1Universitätsklinikum Düsseldorf Klinik für Kardiologie, Pneumologie und Angiologie Düsseldorf, Deutschland; 2Universitätsklinikum Heidelberg Klinik für Endokrinologie, Diabetologie, Stoffwechselkrankheiten und Klinische Chemie Heidelberg, Deutschland; 3Deutsches Diabetes-Zentrum Düsseldorf Institut für Klinische Diabetologie Düsseldorf, Deutschland
Hintergrund:
Die Einnahme von SGLT2(Sodium-Glucose Co-Transporter-2)-Inhibitoren reduziert das Risiko für das Auftreten kardiovaskulärer Ereignisse und Hospitalisierungsraten für Herzinsuffizienz. Die zugrundeliegende Mechanismen für die Risikoreduktion bei Herzinsuffizienz sind noch nicht vollständig verstanden. Daten aus Tierstudien legen eine Verbesserung der myokardialen Substratversorgung und mitochondrialen Effizienz nahe, welche bei Herzinsuffizienz eingeschränkt sind. Konklusive Humanstudien hierzu liegen bisher nicht vor.
Ziele:
Ziel dieser Arbeit war es zu untersuchen, ob die Therapie mit SGLT2-Inhibitoren bei Patienten mit nicht-ischämischer Herzinsuffizienz mit einer erhöhten oxidativen Kapazität und Effizienz der myokardialen Mitochondrien assoziiert ist.
Methoden:
Zwischen 2016 und 2022 wurden Patienten mit nicht-ischämischer Herzinsuffizienz prospektiv eingeschlossen. In kathetergesteuert entnommenen Endomyokardbiopsien wurde mittels hochauflösender Respirometrie die myokardiale mitochondriale oxidative Kapazität und Effizienz (Respiratory Control Ratio [state 3/state 4O] und Leak Control Ratio [state 4O/state U]) quantifiziert. Darüber hinaus wurden bei den Studienteilnehmern Parameter der kardialen Funktion in MRT und transthorakaler Echokardiographie bestimmt und es erfolgten Serumanalysen, sowie orale Glukosetoleranztests zur Detektion von nicht-diagnostiziertem Diabetes Mellitus.
Ergebnisse:
Von 126 eingeschlossenen Patienten waren 19 (15%) zum Untersuchungszeitpunkt unter Therapie mit SGLT2-Inhibitoren. Patienten mit SGLT2-Inhibitoren hatten durchschnittlich ein niedrigeres Alter, häufiger T2DM und wiesen eine niedrigere linksventrikuläre Ejektionsfraktion (LVEF) auf.

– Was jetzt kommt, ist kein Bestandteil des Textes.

PR #5604, opened 2019-07-12
CB-1923 redbeams api improvements

gergopapi2:


redbeams-api/src/main/java/com/sequenceiq/redbeams/api/endpoint/v4/databaseserver/DatabaseServerV4Endpoint.java
```diff
@@ -91,18 +98,32 @@ DatabaseServerV4Responses list(@NotNull @QueryParam("environmentId") String envi
...
+    @DELETE
+    @Path("/name/{name}")
     @Produces(MediaType.APPLICATION_JSON)
     @ApiOperation(value = DatabaseServerOpDescription.DELETE_BY_NAME, produces = MediaType.APPLICATION_JSON, notes = Notes.DATABASE_SERVER_NOTES,
-        nickname = "deleteDatabaseServer")
-    DatabaseServerV4Response delete(@NotNull @QueryParam("environmentId") String environmentId, @PathParam("name") String name);
+            nickname = "deleteDatabaseServerByName")
+    DatabaseServerV4Response deleteByName(@NotNull @QueryParam("environmentCrn") String environmentCrn, @PathParam("name") String name);
+
+//    @DELETE
```
bhavanki: Looks like this commented-out stuff can go

redbeams-api/src/main/java/com/sequenceiq/redbeams/api/endpoint/v4/databaseserver/base/DatabaseServerV4Identifiers.java
```diff
@@ -1,45 +1,27 @@
...
-
-    public String getName() {
-        return name;
-    }
-
-    public void setName(String name) {
-        this.name = name;
-    }
+    @ApiModelProperty(value = CRN, required = true)
+    private String resourceCrn;
```
bhavanki: As a separate change, not now: This should be annotated with @ValidCrn. I bet there are other places the API should use it ...

redbeams-api/src/main/java/com/sequenceiq/redbeams/api/endpoint/v4/databaseserver/base/DatabaseServerV4Identifiers.java
```diff
@@ -1,45 +1,27 @@
...
-import javax.validation.constraints.Size;
 
 import com.fasterxml.jackson.annotation.JsonIgnoreProperties;
-import com.sequenceiq.redbeams.doc.ModelDescriptions;
-import com.sequenceiq.redbeams.doc.ModelDescriptions.DatabaseServer;
 
 import io.swagger.annotations.ApiModelProperty;
 
 @JsonIgnoreProperties(ignoreUnknown = true)
 public class DatabaseServerV4Identifiers implements Serializable {
```
bhavanki: Since this class now only holds a single field, should it be eliminated?

redbeams/src/main/java/com/sequenceiq/redbeams/flow/redbeams/provision/AbstractRedbeamsProvisionAction.java
```diff
@@ -68,7 +69,7 @@ protected RedbeamsContext createFlowContext(FlowParameters flowParameters,
         CloudContext cloudContext = new CloudContext(dbStack.getId(), dbStack.getName(), dbStack.getCloudPlatform(), dbStack.getPlatformVariant(),
                 location, userName, userName, accountId);
         // FIXME must use CRN
```
bhavanki: This comment can go away! 😃

redbeams/src/main/java/com/sequenceiq/redbeams/flow/redbeams/termination/AbstractRedbeamsTerminationAction.java
```diff
@@ -76,7 +77,7 @@ protected RedbeamsContext createFlowContext(FlowParameters flowParameters,
             cloudContext = new CloudContext(dbStack.getId(), dbStack.getName(), dbStack.getCloudPlatform(), dbStack.getPlatformVariant(),
                     location, userName, accountId);
             // FIXME must use CRN
```
bhavanki: This one too

redbeams/src/main/java/com/sequenceiq/redbeams/repository/DBStackRepository.java
```diff
@@ -1,15 +1,19 @@
...
 import org.springframework.data.jpa.repository.JpaRepository;
 
+import com.sequenceiq.cloudbreak.auth.altus.Crn;
+import com.sequenceiq.redbeams.domain.stack.DBStack;
+
 @Transactional(Transactional.TxType.REQUIRED)
 public interface DBStackRepository extends JpaRepository<DBStack, Long> {
 
-    Optional<DBStack> findByNameAndEnvironmentId(String name, String environmentId);
+    Optional<DBStack> findByNameAndEnvironmentCrn(String name, String environmentId);
```
bhavanki: Does this work with the changed method name? I thought that JPA devised the query based on the method name. I could be wrong.

redbeams-api/src/main/java/com/sequenceiq/redbeams/api/endpoint/v4/database/request/CreateDatabaseV4Request.java
```diff
@@ -18,11 +16,8 @@
 @JsonIgnoreProperties(ignoreUnknown = true)
 public class CreateDatabaseV4Request implements Serializable {
 
-    @ApiModelProperty(ENVIRONMENT_CRN)
-    private String environmentCrn;
-
     @ApiModelProperty(DatabaseServer.NAME)
```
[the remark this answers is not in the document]
gergopapi2: Thanks, done.

redbeams-api/src/main/java/com/sequenceiq/redbeams/api/endpoint/v4/databaseserver/base/DatabaseServerV4Identifiers.java
gergopapi2: Jira for that: https://jira.cloudera.com/browse/CB-2452

redbeams-api/src/main/java/com/sequenceiq/redbeams/api/endpoint/v4/databaseserver/base/DatabaseServerV4Identifiers.java
gergopapi2: Yes, thank you!

redbeams/src/main/java/com/sequenceiq/redbeams/flow/redbeams/termination/AbstractRedbeamsTerminationAction.java
gergopapi2: Done

redbeams/src/main/java/com/sequenceiq/redbeams/repository/DBStackRepository.java
gergopapi2: In some of the entities (where there were no handcrafted queries) I did rename the field environmentId to environmentCrn, so this should work. 

On the other hand I am thinking we should retain environmentId, just to decouple the concept of an id from its representation as a crn. So I rename it back to environmentId. And, I think it would be better to rename this field for all or none of the entities but not just some.

redbeams-api/src/main/java/com/sequenceiq/redbeams/api/endpoint/v4/databaseserver/DatabaseServerV4Endpoint.java
```diff
@@ -45,23 +43,22 @@
...
-    @Path("{nameOrCrn}")
-    @Produces(MediaType.APPLICATION_JSON)
-    @ApiOperation(value = DatabaseServerOpDescription.GET_BY_NAME_OR_CRN, produces = MediaType.APPLICATION_JSON, notes = Notes.DATABASE_SERVER_NOTES,
-            nickname = "getDatabaseServerByNameOrCrn")
-    DatabaseServerV4Response getByNameOrCrn(@NotNull @QueryParam("environmentId") String environmentId, @PathParam("nameOrCrn") String nameOrCrn);
+    DatabaseServerV4Responses list(@NotNull @QueryParam("environmentCrn") String environmentCrn);
 
     @GET
-    @Path("/crn/{crn}")
+    @Path("{crn}")
```
topolyai5: Use the same pattern as the other module, for example: `EnvironmentEndpoint`

redbeams/src/main/java/com/sequenceiq/redbeams/service/dbserverconfig/DatabaseServerConfigService.java
```diff
@@ -76,7 +78,7 @@
     @Inject
     private UserGeneratorService userGeneratorService;
 
-    public Set<DatabaseServerConfig> findAll(Long workspaceId, String environmentId, Boolean attachGlobal) {
+    public Set<DatabaseServerConfig> findAll(Long workspaceId, String environmentId) {
```
topolyai5: We don't use workspaceId in microservices as well

redbeams/src/main/java/com/sequenceiq/redbeams/domain/stack/DBStack.java
```diff
@@ -33,6 +33,10 @@
     @SequenceGenerator(name = "dbstack_generator", sequenceName = "dbstack_id_seq", allocationSize = 1)
     private Long id;
 
+    @Convert(converter = CrnConverter.class)
+    @Column(nullable = false)
+    private Crn resourceCrn;
```
topolyai5: What is the reason for Crn object? We add more unnecessary conversation to the process.

redbeams/src/test/java/com/sequenceiq/redbeams/controller/v4/database/DatabaseV4ControllerTest.java
```diff
@@ -133,8 +133,8 @@ public void testRegister() {
     // public void testTestWithName() {
```
topolyai5: Could you please delete the commented lines if you don't need for these lines anymore?

redbeams/src/test/java/com/sequenceiq/redbeams/converter/spi/DBStackToDatabaseStackConverterTest.java
```diff
@@ -22,6 +13,15 @@
 import org.junit.Test;
 import org.mockito.InjectMocks;
 
+import com.sequenceiq.cloudbreak.api.endpoint.v4.common.DatabaseVendor;
```
topolyai5: Unnecessary changes

redbeams/src/test/java/com/sequenceiq/redbeams/domain/stack/DBStackTest.java
```diff
@@ -2,16 +2,16 @@
...
-import com.sequenceiq.cloudbreak.auth.altus.Crn;
-import com.sequenceiq.cloudbreak.common.json.Json;
-import com.sequenceiq.redbeams.api.model.common.Status;
-
 import java.util.Map;
 
 import org.junit.Before;
 import org.junit.Test;
 
+import com.google.common.collect.ImmutableMap;
```
topolyai5: Unnecessary changes

redbeams/src/test/java/com/sequenceiq/redbeams/flow/redbeams/provision/AbstractRedbeamsProvisionActionTest.java
```diff
@@ -4,6 +4,12 @@
 import static org.mockito.Mockito.when;
 import static org.mockito.MockitoAnnotations.initMocks;
 
+import org.junit.Before;
```
topolyai5: Unnecessary changes

redbeams/src/test/java/com/sequenceiq/redbeams/flow/redbeams/termination/AbstractRedbeamsTerminationActionTest.java
```diff
@@ -4,6 +4,14 @@
 import static org.mockito.Mockito.when;
 import static org.mockito.MockitoAnnotations.initMocks;
 
+import java.util.Optional;
```
topolyai5: Unnecessary changes

redbeams/src/main/java/com/sequenceiq/redbeams/service/dbserverconfig/DatabaseServerConfigService.java
gergopapi2: Yes. It remained there because of historic reasons ... I do not want toe delete it as part of this jira but we could get rid of it. @bhavanki, what do you suggest?

redbeams-api/src/main/java/com/sequenceiq/redbeams/api/endpoint/v4/databaseserver/DatabaseServerV4Endpoint.java
gergopapi2: Thanks.

First, EnvironmentEndpoint and e.g. SdxEndpoint use a somewhat different pattern. Namely, in sdx you have /{name} and /crn/{crn}.
Since in our case the main way to reach resources is via crn, we made the /{crn} the main way to get a resource and /name/{name the secondary. 

If you still think we should have /crn/{crn}, we can change.

redbeams/src/main/java/com/sequenceiq/redbeams/domain/stack/DBStack.java
gergopapi2: Yes, string would be easier. 
This way, however, 
1) you can be sure that the stored string can be mapped to a crn, and
2) the type of the variable tells you what this thing is (crn), not the name.

redbeams/src/test/java/com/sequenceiq/redbeams/controller/v4/database/DatabaseV4ControllerTest.java
gergopapi2: I created a jira to work on the DatabaseConfig api part.
https://jira.cloudera.com/browse/CB-2480

redbeams/src/main/java/com/sequenceiq/redbeams/service/dbserverconfig/DatabaseServerConfigService.java
bhavanki: At this point, I'm fine getting rid of it. It's becoming more of a wart.

redbeams-api/src/main/java/com/sequenceiq/redbeams/api/endpoint/v4/databaseserver/DatabaseServerV4Endpoint.java
bhavanki: We did discuss the path format for CRN vs name for redbeams. We looked at the environment and freeipa services, and found that they have different standards. When I look right now, environment uses /crn and /name, but freeipa doesn't use either - environments passed by CRN are passed to endpoints without "/crn". (If I recall correctly, when we looked earlier, freeipa was using /crn but not /name.)

So, we decided to not use "/crn" because the CRN fits the definition of a RESTful resource identifier, and it's architecturally better to focus on it as the primary identifier in the API. So, "/crn" would not be necessary.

Patienten unter SGLT2-Inhibitor-Therapie wiesen eine höhere myokardiale mitochondriale Effizienz und einen geringeren Entkopplungsgrad auf als Patienten ohne SGLT2-Inihibitoren (RCR [Mittelwert±Standardabweichung]: 2,56±0,65 versus 2,17±0,69, p=0,021; LCR: 0,43±0,1 versus 0,48±0,11, p=0,048). Diese Unterschiede zeigten sich auch nach Adjustierung für Alter, LVEF und T2DM in einem linearen Regressionsmodel (RCR: p=0,028, LCR: p=0,034). Zusätzlich erfolgte ein Propensity Score Matching nach den Parametern Alter, LVEF und T2DM (1:1 optimal Matching, Standardized Mean Differences nach dem Matching für alle Parameter <0.25). Auch nach Matching ließ sich eine erhöhte Respiratory Control Ratio (2,56±0,65 versus 2,03±0,69, p=0,019), sowie eine niedrigere Leak Control Ratio (0,43±0,1 versus 0,53±0,11, p=0,008) beobachten.
Die oxidative Kapazität unterschied sich nicht signifikant zwischen den Gruppen (4,73±0,36 versus 4,88±0,47 log(pmol/s*mg), p=0,181), auch nicht nach Adjustierung und propensity score matching für Alter, LVEF und T2DM. Der relative Anteil der Fettsäureoxidation an der maximalen oxidativen Kapazität war bei Patienten mit SGLT2-Inhibitor-Therapie jedoch erhöht: (0,67±0,11 versus 0,59±0,11 %, p=0,002), auch nach Adjustierung für Alter, LVEF und T2DM (p=0,008).
Schlussfolgerungen:
Bei Patienten mit nicht-ischämischer Herzinsuffizienz ist eine Einnahme von SGLT2-Inhibitoren mit einer erhöhten myokardialen mitochondrialen Effizienz, jedoch keiner Verbesserung der oxidativen Kapazität im Myokard assoziiert. Diese Daten stützen einige in Tierstudien postulierte Mechanismen der Wirkung von SGLT2-Inhibitoren auf das humane Myokard bei Herzinsuffizienz.